Monthly Archives: January 2011

My LinkedIn InMap

Phil Windley wrote earlier today that “LinkedIn Labs has released a visualization tool called an InMap” and thought I would share mine.

The very well-connected lobe on the left contains mostly Kynetx employees, as well as people from a few other related companies like 7bound and MashWorx. These connections I largely gained last summer when I interned at Kynetx and did some independent consulting work.

The less well-connected lobe on the right is mostly people I know from BYU. There are several subgroups for the various places I’ve worked, such as the Office of Information Technology and Health and Human Performance Services.
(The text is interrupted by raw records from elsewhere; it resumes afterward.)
PR #515, opened 2018-10-21
Really update UsageReporting for real this time

auscompgeek:


auscompgeek:
Ugh. Why is this is in #491 instead of the actual PR that updated these.

ariovistus:
I was just following your suggestion there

There are also a significant number of students I know; these tend to be the least inter-connected of all.

You can view my InMap in more detail here.

Blog traffic from CS 462 students

I had some interesting traffic patterns on my blog over the past week and a half. I have several blog posts of considerable utility for the students in CS 462. Take a look at this pageview graph:

Luckily my hosting provider, A Small Orange, didn’t have any trouble with the “spikes.”

Amazon Elastic Beanstalk

Amazon announced a new AWS product this morning: the Elastic Beanstalk. Insert your own trite fairy tale references here.

The thing that strikes me about Beanstalk is that it’s the first product in AWS that was designed to be accessible to the common end user. It’s based on Platform as a Service designs used by other industry players (some examples are Google App Engine and Red Hat’s JBoss PaaS). The developer has only to create his application, package it into a WAR file, and upload it to the PaaS provider.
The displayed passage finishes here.